● **Exercise objective**
If a line of the records contains the word "tools", list it.

Dataset entries:
PR #1124, opened 2016-02-24
Fix FatalError's constructor to forward `msg` to super.

sjrd:
Previously, `getMessage()` always returned `null`, causing NPEs when trying to report a `FatalError`.

### DIFF
--- a/src/dotty/tools/dotc/Driver.scala
+++ b/src/dotty/tools/dotc/Driver.scala
@@ -1,5 +1,6 @@
 package dotty.tools.dotc
 
+import dotty.tools.FatalError
 import config.CompilerCommand
 import core.Contexts.{Context, ContextBase}
 import util.DotClass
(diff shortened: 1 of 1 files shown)


sjrd:
Review by @smarter?

smarter:
This change LGTM, though it's weird that we have both a `FatalError` defined in `Driver.scala` and a `FatalError` forwarded from `scala.reflect.internal` defined in [src/dotty/tools/package.scala](https://github.com/lampepfl/dotty/blob/36ce4bcb47252b488c728378278c9d3b10f83e78/src/dotty/tools/package.scala#L5-L6)

sjrd:
Hum indeed.

Should we try and remove one or the other?

smarter:
Yup, I'll let you decide which one :)

sjrd:
Updated.

odersky:
The change re FatalError looks good to me.

PR #1126, opened 2016-02-26
Initial infrastructure and hello world for the Scala.js back-end.

sjrd:
The Scala.js back-end can be enabled with the `-scalajs` command-line option. Currently, it adds one phase to the pipeline, which emits .sjsir files from trees.

A sandbox project `sjsSandbox`, in `sandbox/scalajs/`, can be used to easily test Scala.js compilation. One can run the `main()` method of the `hello.world` object with

    > sjsSandbox/run

The back-end only contains the bare mimimum to compile the hello world application in the sandbox. Anything else will blow up (for example, primitive method calls). It is a work-in-progress.

### DIFF
--- a/project/Build.scala
+++ b/project/Build.scala
@@ -4,6 +4,9 @@ import java.io.{ RandomAccessFile, File }
 import java.nio.channels.FileLock
 import scala.reflect.io.Path
 
+import org.scalajs.sbtplugin.ScalaJSPlugin
+import org.scalajs.sbtplugin.ScalaJSPlugin.autoImport._
+
 object DottyBuild extends Build {
 
   val jenkinsMemLimit = List("-Xmx1300m")
@@ -33,6 +36,10 @@ object DottyBuild extends Build {
     )
   }
 
+  /** Enforce 2.11.5. Do not let it be upgraded by dependencies. */
+  private val overrideScalaVersionSetting =
+    ivyScala := ivyScala.value.map(_.copy(overrideScalaVersion = true))
+
   lazy val `dotty-interfaces` = project.in(file("interfaces")).
     settings(
       // Do not append Scala versions to the generated artifacts
@@ -44,6 +51,8 @@ object DottyBuild extends Build {
   lazy val dotty = project.in(file(".")).
     dependsOn(`dotty-interfaces`).
     settings(
+      overrideScalaVersionSetting,
+
       // set sources to src/, tests to test/ and resources to resources/
       scalaSource in Compile := baseDirectory.value / "src",
       javaSource in Compile := baseDirectory.value / "src",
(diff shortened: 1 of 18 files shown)


sjrd:
I am not sure whether you would consider this for inclusion in the repo, at this point. But I figured it was in a good enough state to suggest it.

In any case, I would very much like comments on the general aspect. Please tell me if I'm doing anything stupid at this point.

It might be interesting to compare this with the scalac implementation at https://github.com/scala-js/scala-js/tree/master/compiler/src/main/scala/org/scalajs/core/compiler
In particular, the "giant" `JSCodeGen` is mostly parts of [`GenJSCode`](https://github.com/scala-js/scala-js/blob/master/compiler/src/main/scala/org/scalajs/core/compiler/GenJSCode.scala).

I guess all of @odersky @DarkDimius @smarter might be interested in having a look at this, if not all the details.
Also /cc @nicolasstucki and @gzm0.

DarkDimius:
>In any case, I would very much like comments on the general aspect. Please tell me if I'm doing anything stupid at this point.

I followed most of the code. Ideologically it looks good to me. I'd be curious to see how much different would be handling of `Try` and code generated by patmat compared to scalac. Please tell me if you'll need help understanding some details(especially in LabelDefs).

sjrd:
Rebased. I saved the earlier comments at https://github.com/sjrd/dotty/commit/57c1b1c7fdee3129d44be8b5c3e0c4c7d7bdc373
Note that, if you comment on the Files tab *of the PR* (instead of in the commits), the comments survive rebases on GitHub.

sjrd:
@DarkDimius I added a commit moving `JSDefinitions` to a custom `SJSPlatform` as you suggested. This required to have a valid `ctx` with properly initialized `settings` when creating the `ContextBase.platform`, which required to defer its initialization.

I am not sure if the new situation is desirable. But in any case the required changes highlight that, in master, `platform` is a useless concept, since it is not configurable.

sjrd:
Are OOMs in partest CI common? Or are the failures in fact not spurious?

smarter:
I'm getting them too so it's probably not your fault, we're just steadily using more and more memory, you can try increasing https://github.com/lampepfl/dotty/blob/master/project/Build.scala#L11 and see if it helps.

sjrd:
It appears to have helped, indeed.

So, from my side, I'm happy with this PR the way it is. I guess it deserves a real review, now.

sjrd:
@DarkDimius Following our conversation from this afternoon, I have added a commit addressing your concern about the bootstrap'ability of scalajs-ir. Instead of depending on the compiled artifacts, the build now depends on the sources and compiles them as part of dotty. In bootstrap tests, they are therefore part of the compilation of dotty by itself.

sjrd:
As for *testability*, something we could do would be to simply add a CI command `sbt sjsSandbox/run`. This triggers the Dotty+Scala.js compilation, the linking (including verying the IR--similar to how the JVM verifies bytecode), and the execution with Rhino of the generated .js code.

DarkDimius:
@sjrd, for testability, I leave this for you to decide. Please tell me if you wish to add it to CI.
LGTM

sjrd:
Thanks!

> Please tell me if you wish to add it to CI.

I think it would be worth it, yes.

smarter:
How long do the tests take?

sjrd:
> How long do the tests take?

`sjsSandbox/run`? Less than 3 seconds on my machine.

smarter:
OK then, add it :).

PR #1127, opened 2016-02-28
Upgrade sbt to 0.13.11 and scalastyle-sbt-plugin to 0.8.0

smarter:
Upgrading sbt will allow us to experiment with bootstrapping
using sbt since 0.13.11 is the first release that supports building
with dotty (see https://github.com/smarter/dotty-bridge).

Upgrading scalastyle-sbt-plugin allows us to remove the workaround for
https://github.com/scalastyle/scalastyle/issues/156

Review by @DarkDimius

### DIFF
--- a/project/build.properties
+++ b/project/build.properties
@@ -1,1 +1,1 @@
-sbt.version=0.13.9
+sbt.version=0.13.11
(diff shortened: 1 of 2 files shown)


DarkDimius:
LGTM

● **Answer to this exercise**
--- a/src/dotty/tools/dotc/Driver.scala
+++ b/src/dotty/tools/dotc/Driver.scala
 package dotty.tools.dotc
+import dotty.tools.FatalError
This change LGTM, though it's weird that we have both a `FatalError` defined in `Driver.scala` and a `FatalError` forwarded from `scala.reflect.internal` defined in [src/dotty/tools/package.scala](https://github.com/lampepfl/dotty/blob/36ce4bcb47252b488c728378278c9d3b10f83e78/src/dotty/tools/package.scala#L5-L6)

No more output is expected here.